Issue #6883, opened 2024-07-12
Pull in latest font-weight tokens, update styles


mcoker:
Need to pull in and fix/sort out:
* `--pf-t--global--font--weight--[body/heading]` changed to `--pf-t--global--font--weight--[body/heading]--default`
◇ ◇ ◇
Directions for this task – Copy all lines from the material that hold "font".

Result of this task –
Pull in latest font-weight tokens, update styles
* `--pf-t--global--font--weight--[body/heading]` changed to `--pf-t--global--font--weight--[body/heading]--default`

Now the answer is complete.